First off, that headline is worth at least three Pinocchios. For a whiz-bang season finale featuring three all-out menaces to society, surprisingly little society got menaced, and even less needed saving. Entertaining as they were, Joker, Penguin, and Riddler pretty much spent this episode on a glorified game of tag, which is not the kind of situation you want when a big part of the episode hinges on Gotham City (with the Commissioner as its spokesman) finally accepting it needs Batman.
I suppose it’s only a big issue if you look at this episode as a standalone story, since the rest of Season 2 is filled with episodes where all Gotham is at stake (even without counting The Batman vs. Dracula), and one in particular explicitly marked a shift in public opinion towards Batman. But that just makes me wonder: wouldn’t this season have ended on a far stronger note if the finale had incorporated that kind of plot (perhaps structured as a two-parter like Season 1’s finale), and left the “first one to unmask Batman wins, whee!” plot to some mid-season filler episode?
The rest of the epilogue isn’t much better. Gordon talks a whole bunch about “taking our alliance to the next level” (never mind this is the first time that he and Batman are even in the same shot), and more or less deputizes Batman to do whatever the hell he wants without worrying about Five-0. As long as he promises to make the city a safe place for the Commish’s daughter to grow up in.
Uh… quick question, Jim. Does your definition of “safe” include “seduced into a life of unarmed combat against vicious criminals twice one’s size”? No reason. Just curious.
And to probably no one’s surprise, the epilogue’s centerpiece is the official Bat-Signal, the original wonderful toy which of course pops up with no explanation whatsoever.

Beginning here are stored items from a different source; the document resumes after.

Issue #5109, opened 2026-06-08
[UI-REWRITE]: Local Search


gcgoncalves:
Add search functionality to the tables across all entity types.

DEPENDS ON: All other list tasks (see #4096)

Altamimi-Dev:
I'd like to pick this up. Plan is to add a local (client-side) search box to the entity list tables, reusing the expandable search pattern already used in the details drawers, filtering the loaded rows by their name/key fields across the main entity pages. Could you assign it to me?

gcgoncalves:
Setting this task on block. The UI/UX team started a conversation on this and it might be dropped in favour of a higher prominence of the global search.

Does it make any sense to have a local search when the global search is available at all times?

PR #5784, opened 2026-07-23
feat(ui-rewrite): add local search to Users, Teams, and MCP Servers tables

Altamimi-Dev:
# Pull Request

## 🔗 Related Issue

Relates to #5109

---

## 📝 Summary

Adds a local (client-side) search box to the entity list tables so users can quickly filter the rows already loaded on the page.

- New shared `ListSearch` component (`components/ui/list-search.tsx`) — an expandable search input mirroring the affordance already used in the details drawers.
- Wired into the three list-table pages that have real tables today: **Users**, **Teams**, and **MCP Servers**. Each filters its loaded rows by the entity's key text fields (name/email, name/description).
- Search is debounced (~300ms) and shared across the three tables via a reusable `useLocalSearch(items, getText)` hook; matches on the entity's `id` in addition to name/description.
- Filtering is applied over the rows already fetched; the "Load more" control is hidden while a query is active, and a "No matching results." message is shown when nothing matches.

_Note: Tools/Resources/Prompts list pages render grouped card grids (their tables live only in the per-source drawers), and Agents/Tokens/LLM pages are still stubs — so this covers the entity pages that actually render a list table today._

---

## 📏 Reviewability

---

## 🏷️ Type of Change

- [ ] Bug fix
- [x] Feature / Enhancement
- [ ] Documentation
- [ ] Refactor
- [ ] Other (describe below)

---

## 🧪 Verification

| Check | Command | Status |
|---|---|---|
| Lint | `cd client && npm run lint` | ✅ |
| Format | `cd client && npm run format:check` | ✅ |
| Unit tests | `cd client && npm run test:run` | ✅ 2513 passed |

Manual: on the Users, Teams and MCP Servers pages, typing in the search box filters the loaded rows live; clearing it restores the full list; a non-matching query shows "No matching results.".

---

## ✅ Checklist

- [x] Code formatted

---

## 🎥 Demo

https://github.com/user-attachments/assets/80c6ff17-7d8b-408d-983a-48d40eb089fc

### DIFF
--- a/client/src/pages/Teams.tsx
+++ b/client/src/pages/Teams.tsx
@@ -3,6 +3,7 @@ import { useIntl } from "react-intl";
 import { toast } from "sonner";
 import { Plus } from "lucide-react";
 import { Button } from "@/components/ui/button";
+import { ListSearch } from "@/components/ui/list-search";
 import { TeamsTable } from "@/components/teams/TeamsTable";
 import { TeamForm } from "@/components/teams/TeamForm";
 import { ConfirmDialog } from "@/components/servers/ConfirmDialog";
@@ -27,6 +28,7 @@ export function Teams() {
   const [membersDialogOpen, setMembersDialogOpen] = useState(false);
   const [teamForMembers, setTeamForMembers] = useState<Team | null>(null);
   const [teamToEdit, setTeamToEdit] = useState<Team | null>(null);
+  const [searchQuery, setSearchQuery] = useState("");
 
   const queryPath = useMemo(() => {
     const params = new URLSearchParams();
@@ -47,6 +49,16 @@ export function Teams() {
       setNextCursor(response.nextCursor ?? null);
     }
   }, [response]);
+
+  const filteredTeams = useMemo(() => {
+    const query = searchQuery.trim().toLowerCase();
+    if (!query) return allTeams;
+    return allTeams.filter(
+      (team) =>
+        team.name.toLowerCase().includes(query) ||
+        (team.description ?? "").toLowerCase().includes(query),
+    );
+  }, [allTeams, searchQuery]);
 
   const error = queryError ? queryError.message : null;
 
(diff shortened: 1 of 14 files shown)


client/src/pages/Users.tsx
```diff
@@ -169,6 +171,16 @@ export function Users() {
 
   const error = queryError ? queryError.message : null;
 
+  const filteredUsers = useMemo(() => {
```
gcgoncalves: 1. Asides from memoising, this function could also be debounced. We do not want to flood the api with fast typers. This applies to all other query functions.

2. This search is doing a local query. Ideally, we should query the backend, so that when pagination is introduced, functionality is not broken.

3. Consider moving the query functions into a re-usable hook that receives the query url as a parameter, for reusability.

client/src/pages/Teams.tsx
```diff
@@ -48,6 +50,16 @@ export function Teams() {
     }
   }, [response]);
 
+  const filteredTeams = useMemo(() => {
+    const query = searchQuery.trim().toLowerCase();
+    if (!query) return allTeams;
+    return allTeams.filter(
+      (team) =>
+        team.name.toLowerCase().includes(query) ||
+        (team.description ?? "").toLowerCase().includes(query),
```
gcgoncalves: It would be interesting to add the id to this search, it's a common search case.

gcgoncalves (changes requested):
@Altamimi-Dev Thank you for this PR! The code is well written, and gets the search working. There are a few suggestions I'd like to make before approving it, though.

Also, in the current state, it does not close the issue, but relates to it. I like that the PR is short and partial, it makes it easier to review. But we must add local search to all items before considering the task complete.

Altamimi-Dev:
Thanks for the review, @gcgoncalves — consolidating my notes into one here.

Already pushed (commit `86185f5`):
- Debounce (~300ms) + a shared `useLocalSearch(items, getText)` hook across the three tables
- `id` added to the matched fields
- Switched to `Relates to #5109`

On backend querying: you're right that "Local Search" is per-list search and it should query the server so it survives pagination. I'll apply the filter inside the existing team/visibility scoping so it can't surface out-of-scope rows. Two quick scoping questions before I build it:

1. Backend `?search=` in this PR, or a separate backend PR that this frontend then rebases onto?
2. All entity lists now, or land these three (Users / Teams / MCP Servers) first and track the rest?

gcgoncalves:
Thanks for the update!

1. ~The backnd for the search exists already, you can look at the old HTMX app for reference.~
2. Stick to Users / Teams / MCP Servers for now. 👍 

EDIT: Regarding item 1, I stand corrected. If the api does not support it, keep it local for now. With the consolidation in a hook, it should be easier to refactor later when the backend support is implemented. Sorry for the confusion!

gcgoncalves (approved):

client/src/pages/Users.tsx
Altamimi-Dev: Debounce (~300ms) + a shared useLocalSearch(items, getText) hook across the three tables

client/src/pages/Teams.tsx
Altamimi-Dev: id added to the matched fields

How many taxpayer dollars did you blow on that thing, Commish?***
To make a long story short, this episode is easy enough to be entertained by, but it doesn’t really work as the big-boy season finale and game-changer it so desperately wants to be. Its most entertaining parts distract – if not outright detract – from that goal, and when it tries to focus on its characters and their changing world head-on, its length (or lack thereof) lets it down again and again.
You might’ve noticed that I haven’t really drawn any comparisons with That Other Show or the comics in this review, and I think that may be a direct symptom of the above. This episode is simply so slapdash that not a lot of meaningful parallels exist, and those that do tend to get undercut by contradictions in the script moments later.
So, yeah, it’s a step down from the Season 1 finale, and that makes me one sad vulcanized flower. But surely something convinced WB to greenlight three more seasons, right?
Something besides that. PLEASE.
* I suppose you could say the show was counting on viewers to fill in the blanks with Batman Begins, but I hate that kind of loosey-goosey continuity meshing even more.
** Come to think of it, ever notice how these kinds of henchmen never show up in later Riddler appearances?
*** In the comics, at least circa Ed Brubaker’s The Man Who Laughs, the Signal was actually the Mayor’s idea. Nothing says that that isn’t the case here, but that just makes me sad we couldn’t get another Adam West appearance out of this ep.